When Social Media Security Becomes Business Security
I remember when the fax machine was the cool new technology. Suddenly, communication channels opened up and we could send documents. I also remember how often I would pass by the fax machine at the office and see something sitting there. I would have to pick it up and read it to see who it was for. Over time it gave me a lot of insight into the operations of the office. It was the early-days version of social profiling.
With social media resources like Facebook, Instagram, SnapChat, Twitter and Google Circles, the good news is we can keep up with people. People can also keep up with us. Now add Yelp, TripAdvisor, or other social rating systems where you bookmark and contribute. Our data is in a lot of places. Social profiling just became much easier. With employees’ personal lives and work lives becoming increasingly enmeshed—especially in the world of social media—businesses need to put protections in place to keep corporate assets secure.
The value of social media to business is obvious—employees use their corporate and personal social media accounts to build awareness of products, ideas, and brands while engaging with customers and prospects. But without proper training and education and network security measures in place, the risk of data theft for both individuals and their workplaces can be huge. All it takes is one phishing expedition where a person pretends to be a coworker reaching out to get information. If the employee is duped, he or she could end up providing sensitive information, or downloading malware that opens the door to cyberattack. This is not just kids pulling pranks—it is serious big business to steal confidential information or stop business or critical infrastructures in their tracks. If you think this can’t happen to you, consider that Iranian hackers were able to attack the state department via officials’ social media accounts.
If this can happen with the State Department of the United States, clearly there’s some degree of sophistication going on, not to mention a masterful understanding of human psychology. To that point, Christopher Mims of the Wall Street Journal just wrote a great article focused on that, exactly.

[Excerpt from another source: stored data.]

Issue #6528, opened 2026-02-11
FindContainerImages does not detect images in initContainers and CronJob jobTemplate


safiya2610:
### Title
FindContainerImages does not detect images in initContainers and CronJob jobTemplate

### Summary
The current implementation of FindContainerImages only extracts container images from:
spec.template.spec.containers.image

However, Kubernetes manifests can reference container images in additional valid fields which are currently not handled.

### Missing Fields
The function does not detect images from:
spec.template.spec.initContainers.image
spec.jobTemplate.spec.template.spec.containers.image (CronJob)
spec.jobTemplate.spec.template.spec.initContainers.image (CronJob)
There is already a TODO comment in the code mentioning this limitation.

### Impact
Because of this limitation:
Images used in initContainers are ignored.
CronJob images may not be detected.
Image tracking or diff logic relying on this function may be incomplete.
Manifest analysis becomes inaccurate for certain workloads.

### Suggested Improvement
Extend FindContainerImages to also extract images from:
spec.template.spec.initContainers.image
spec.jobTemplate.spec.template.spec.containers.image
spec.jobTemplate.spec.template.spec.initContainers.image

This can be implemented using the existing nestedStringSlice helper for consistency.

sahil5206:
hey @safiya2610 , can i take up this issue?

safiya2610:
@eeshaanSA Please comfirm this issue, so that I can start working on this,

A-d-i-t-y:
Hi team! 

I would love to work on this issue as part of the LFX Mentorship Program.

My Plan:
1. Find the FindContainerImages function in the codebase
2. Add support to also scan initContainers inside Pod specs
3. Add support to scan CronJob jobTemplate container images
4. Write or update existing tests to cover these new cases
5. Submit a PR with test results

Could you please assign this issue to me? 
Thank you!

PR #6762, opened 2026-05-11
fix: FindReferencingConfigMaps and FindReferencingSecrets to scan Cro…

### LINKED ISSUE #6761: FindReferencingConfigMaps and FindReferencingSecrets miss CronJob references
## What's the problem

While looking at the code after #6528 was fixed, I noticed that 
`FindReferencingConfigMaps` and `FindReferencingSecrets` have the same 
gap — they don't handle CronJobs.

Both functions only look through `spec.template.spec.*`, which works 
for Deployments, StatefulSets, and DaemonSets. But CronJobs put their 
pod template under `spec.jobTemplate.spec.template.spec.*`, so any 
ConfigMap or Secret referenced inside a CronJob is completely invisible 
to these functions.

## What breaks

If a CronJob mounts a ConfigMap as a volume or pulls credentials from a 
Secret via env, PipeCD won't know about it. That means drift detection 
won't catch config changes, and re-deploys won't be triggered when those 
configs change.

## Paths that are currently missed

`FindReferencingConfigMaps`:
- spec.jobTemplate.spec.template.spec.volumes.configMap.name
- spec.jobTemplate.spec.template.spec.containers.env.valueFrom.configMapKeyRef.name
- spec.jobTemplate.spec.template.spec.containers.envFrom.configMapRef.name
- spec.jobTemplate.spec.template.spec.initContainers.env.valueFrom.configMapKeyRef.name
- spec.jobTemplate.spec.template.spec.initContainers.envFrom.configMapRef.name

`FindReferencingSecrets`:
- spec.jobTemplate.spec.template.spec.volumes.secret.secretName
- spec.jobTemplate.spec.template.spec.containers.env.valueFrom.secretKeyRef.name
- spec.jobTemplate.spec.template.spec.containers.envFrom.secretRef.name
- spec.jobTemplate.spec.template.spec.initContainers.env.valueFrom.secretKeyRef.name
- spec.jobTemplate.spec.template.spec.initContainers.envFrom.secretRef.name

The fix is straightforward — add the missing `nestedStringSlice` probes 
for the jobTemplate paths, same pattern already used for the existing paths.

Affects both `kubernetes` and `kubernetes_multicluster` provider packages.

Ram04102007:
## What this PR does / why we need it

Fixes #6761

While looking at the code after #6528 was fixed, I noticed that
FindReferencingConfigMaps and FindReferencingSecrets have the same
gap — they don't handle CronJobs.

Both functions only walked spec.template.spec.* paths, which works for
Deployments, StatefulSets, and DaemonSets. CronJob wraps its pod template
under spec.jobTemplate.spec.template.spec.*, so all ConfigMap/Secret
references inside a CronJob were silently missed.

Added the missing nestedStringSlice probes for all jobTemplate paths
in both functions, across both kubernetes and kubernetes_multicluster
provider packages. 10 new test cases added, all passing.

## Does this PR introduce a user-facing change?

Yes — PipeCD now correctly detects ConfigMap/Secret references in CronJobs,
enabling proper drift detection and re-deploy triggering for CronJob workloads.


vedantlavale:
The PR also adds `initContainers` and `jobTemplate` paths to `FindContainerImages` (deployment.go lines ~32-49), but I don't see test cases covering those new probes. The PR description mentions "10 new test cases" but the diff shows only 8 (all for `FindReferencingConfigMaps/Secrets`). Should `FindContainerImages` tests be added to cover those paths?

Ram04102007:
Thanks for the review! You're right — I noticed the same thing. 
The deployment.go diff has the FindContainerImages changes mixed in 
from when I was looking at #6528, didn't mean to include those here.

I can either strip them out and keep this PR focused purely on 
FindReferencingConfigMaps/Secrets, or keep them and just add the 
missing FindContainerImages test cases to make it complete.

What works better for you?

vedantlavale:
I would have kept them and added the test cases, but since I’m a contributor, I think it’s better to get the maintainers’ opinion on this. @khanhtc1202 what do you think works best here?
cc : @rahulshendre @Ayushmore1214

PR #6768, opened 2026-05-13
Add docs for pipectl transfer command

### LINKED ISSUE #6691: Way to transfer PipeCD data across control plane

khanhtc1202:
**What this PR does**:

As PR title

**Why we need it**:

Fixes #6691


eeshaanSA (approved):
LGTM

@rahulshendre, please take a note. We can improve on these pages later.

PR #6781, opened 2026-05-17
[Multi_K8s-Plugin] Surface partial deletion errors in deleteResources

mohammedfirdouss:
**What this PR does**:
Changes `deleteResources` in `deployment/misc.go` to return `(int, error)` instead of just `int`. All deletion errors are now collected via `errors.Join` and returned to callers. `deleteVariantResources` propagates combined errors. Stage functions (`sync`, `primaryRollout`) now fail the stage if any resource deletion fails rather than silently succeeding with a partial count.

**Why we need it**:
Previously, when deleting multiple resources (during prune or variant cleanup), any non-`ErrNotFound` error was logged but swallowed callers received only the success count and logged "Successfully deleted X resources" with no signal that some resources failed. A partially-failed cleanup appeared as a success.

Fixes #6446

- **How are users affected by this change**: A deployment stage that previously reported success despite partial resource deletion failures will now correctly report failure, allowing the pipeline to retry or alert.
- **Is this breaking change**: No, this is a correctness fix. The deletion behaviour (best-effort, continues after individual failures) is unchanged.

### DIFF
--- a/pkg/app/pipedv1/plugin/kubernetes_multicluster/deployment/misc.go
+++ b/pkg/app/pipedv1/plugin/kubernetes_multicluster/deployment/misc.go
@@ -252,20 +252,48 @@ func deleteVariantResources(ctx context.Context, lp sdk.StageLogPersister, kubec
 		clusterScoped = append(clusterScoped, r.Key())
 	}
 
-	var deletedCount int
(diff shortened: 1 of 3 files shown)


Warashi (approved):
LGTM 👍🏻

PR #6782, opened 2026-05-17
[Multi_K8s-Plugin] Extract duplicated target-building pattern into shared helpers

mohammedfirdouss:
**What this PR does**:
Extracts the repeated ~45-line target-resolution and errgroup pattern from the four stage entry-point functions (`executeK8sMultiSyncStage`, `executeK8sMultiCanaryRolloutStage`, `executeK8sMultiBaselineRolloutStage`, `executeK8sMultiPrimaryRolloutStage`) into two package-level helpers in a new file `deployment/targets.go`:

- `buildStageTargets(lp, dts, multiTargets)` resolves which deploy targets a stage should run on (all targets if multiTargets is empty, or the named subset)
- `runOnTargets(ctx, lp, targets, fn)` fans out `fn` across targets in parallel via errgroup

**Why we need it**:
All four rollout/sync entry-point functions contained identical boilerplate: build a deploy-target map, resolve the target list, fan out with errgroup, handle errors. Any bug fix or behaviour change had to be applied in four places. The helpers eliminate the duplication while keeping behaviour identical.

Fixes #6446

- **How are users affected by this change**: No user-facing change. Just internal refactor identical behaviour.

### DIFF
--- a/pkg/app/pipedv1/plugin/kubernetes_multicluster/deployment/baseline.go
+++ b/pkg/app/pipedv1/plugin/kubernetes_multicluster/deployment/baseline.go
@@ -46,59 +46,11 @@ func (p *Plugin) executeK8sMultiBaselineRolloutStage(ctx context.Context, input 
 		}
 	}
 
-	type targetConfig struct {
-		deployTarget *sdk.DeployTarget[kubeconfig.KubernetesDeployTargetConfig]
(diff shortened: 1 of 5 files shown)


Warashi (approved):
Nice refactoring. LGTM.

PR #6783, opened 2026-05-17
[Multi_K8s-Plugin] Fix livestate loadManifests to stamp tracking labels and honour kustomizeDir

mohammedfirdouss:
**What this PR does**:
Fixes `loadManifests` in `livestate/plugin.go` to match what `deployment/plugin.go` already does:

1. Honours `kustomizeDir` from the per-target `multiTarget` config previously the field was ignored, so kustomize overlay directories set per-target had no effect in livestate.
2. Stamps the standard tracking labels and annotations (`LabelManagedBy`, `LabelPiped`, `LabelApplication`, `LabelCommitHash`, `LabelOriginalAPIVersion`, `LabelResourceKey`) on every loaded manifest previously these were missing, causing a divergence between the manifests the deployment plugin applies and the manifests livestate uses for drift detection.

**Why we need it**:
The deployment and livestate plugins use separate `loadManifests` implementations that had diverged. Missing labels in the livestate version meant drift detection compared against manifests that lacked the builtin PipeCD tracking labels, potentially causing false drift reports or missed drift. Missing `kustomizeDir` meant per-target kustomize overlays were silently ignored during livestate checks.

Fixes #6446

- **How are users affected by this change**: Livestate drift detection becomes more accurate, it now compares against manifests with the same labels and overlays that were actually applied.

### DIFF
--- a/pkg/app/pipedv1/plugin/kubernetes_multicluster/livestate/plugin.go
+++ b/pkg/app/pipedv1/plugin/kubernetes_multicluster/livestate/plugin.go
@@ -320,14 +320,15 @@ type loader interface {
 	LoadManifests(ctx context.Context, input provider.LoaderInput) ([]provider.Manifest, error)
 }
 
-// TODO: share this implementation with the deployment plugin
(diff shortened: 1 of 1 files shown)


Warashi (approved):
LGTM

PR #6784, opened 2026-05-17
[Multi_K8s-Plugin] Pin Is* methods to exact Kubernetes API groups

mohammedfirdouss:
**What this PR does**:
Tightens the API group checks in `provider/manifest.go`. The `Is*` methods previously used `isBuiltinAPIGroup()` which accepted any of ~20 builtin Kubernetes API groups, a Deployment-like CRD from a non-`apps` group would pass `IsDeployment()`. Each method is now pinned to its exact API group:

- `IsDeployment`, `IsStatefulSet`, `IsDaemonSet`, `IsReplicaSet` → group must be `"apps"`
- `IsService`, `IsSecret`, `IsConfigMap`, `IsPod` → group must be `""` (core)
- `IsWorkload` → applies the per-Kind group rule above

`isBuiltinAPIGroup` and the `builtinAPIGroups` map are now unused and have been removed.

**Why we need it**:
The loose check could misidentify a custom resource with the same Kind string but a different API group as a known Kubernetes workload or service, causing incorrect variant label injection or cleanup behaviour.

Fixes #6446

- **How are users affected by this change**: No change for standard Kubernetes resources. Users with CRDs that share a Kind name with a builtin resource (e.g. a CRD named `Deployment` in a non-`apps` group) will no longer have that resource treated as a workload which is the correct behaviour.

### DIFF
--- a/pkg/app/pipedv1/plugin/kubernetes_multicluster/config/application.go
+++ b/pkg/app/pipedv1/plugin/kubernetes_multicluster/config/application.go
@@ -109,8 +109,6 @@ type KubernetesDeploymentInput struct {
 	// Default is false.
 	AutoCreateNamespace bool `json:"autoCreateNamespace,omitempty"`
 
-	// TODO: Define fields for KubernetesDeploymentInput.
-
 	MultiTargets []KubernetesMultiTarget `json:"multiTargets,omitempty"`
 }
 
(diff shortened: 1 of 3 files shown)


Warashi (approved):
Sorry for late, LGTM

PR #6803, opened 2026-05-21
[PipeCD-Web]: Fix livestate UI for non-k8s plugins

armistcxy:
**What this PR does**: 
- Render resource metadata in the livestate detail panel instead of hardcode k8s-specific fields (`Kind`, `Namespace`, `API Version`)
- Show `resourceType` as fallback label on resource node cards when `Kind` metadata is not present

**Why we need it**: currently, the livestate UI was built with only for k8s plugin, causing non-k8s plugins to display empty or meaningless fields in the resource detail panel and missing type labels on resource cards.

Fixes #


khanhtc1202 (approved):
LGTM

PR #6804, opened 2026-05-21
[ECS-Plugin]: Shorter taskset and task name showed in livestate panel

armistcxy:
**What this PR does**: Shorter taskset and task name showed in livestate panel

**Why we need it**: Full-length ID and ARN are verbose, we should use a shorter name and adequate to represent identify for taskset and task

Fixes #


khanhtc1202 (approved):
LGTM

PR #6807, opened 2026-05-22
[Multi_K8s-Plugin] Implement health status for DaemonSet, ReplicaSet and Pod

mohammedfirdouss:
**What this PR does**:
Implements health status calculation for DaemonSet, ReplicaSet, and Pod resource types in the kubernetes_multicluster plugin. Previously these three types all returned `ResourceHealthStateUnknown`. Adds `IsPod()` and `IsReplicaSet()` helper methods to `Manifest` to support the new cases.

**Why we need it**:
The single-cluster kubernetes plugin already handles DaemonSet, ReplicaSet, and Pod. This brings the multicluster plugin to parity.

Fixes #6446

- **How are users affected by this change**: Health status in the UI will now correctly show Healthy/Unhealthy for DaemonSet, ReplicaSet, and Pod resources instead of always showing Unknown.


Warashi (approved):
LGTM

PR #6808, opened 2026-05-22
[Multi_K8s-Plugin] Extract images from initContainers and CronJob templates

mohammedfirdouss:
**What this PR does**:
Extends `FindContainerImages` to also extract images from `initContainers` and from CronJob `jobTemplate` paths. Previously only `spec.template.spec.containers[*].image` was checked, so init container images and all CronJob images were silently ignored.

**Why we need it**:
Applications using init containers or CronJobs would have their images missing from version tracking and drift detection.

Fixes #6446

- **How are users affected by this change**: Version tracking and drift detection now correctly include images from initContainers and CronJobs.


Warashi (approved):
LGTM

One quote that popped out for me, specifically: “Whenever someone has information about us, we are more likely to trust them.” That says it all.
In addition, he goes on to report that phishing attacks remain the second-most-common point of entry into an IT system, according to a report from Verizon.
So what can we do to keep things in check?
Regardless of your organization’s size, smart security means:
1. Insisting that employees engage in social media only when on a secure connection.
2. Help employees understand phishing scams and how to recognize them.
3. Set policy that restricts what information can be given out and which sites can be visited; specify codes of conduct.
4. Test your network regularly to make sure you are not vulnerable. Ixia has a number of solutions that can help.
5. Subscribe to a threat intelligence service.
Being social is important to any business. Protecting your social media should be treated just like protecting your personal laptop. That data is very valuable so do not treat it lightly.